[What is expected]
Determine how many lines in the records hold "XADD", and give that number with nothing added.

[Information provided]
PR #145, opened 2026-05-06
feat: legacy XADD and correct JIT code buffer sizing

sakateka:
Hi, and thanks for a great project.

I hit a wall: my program uses atomic operations and wouldn’t run- it was hitting unimplemented. After digging through the code, adding support for the legacy XADD instructions looked straightforward, so I went ahead and implemented it.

[Exercise output]
2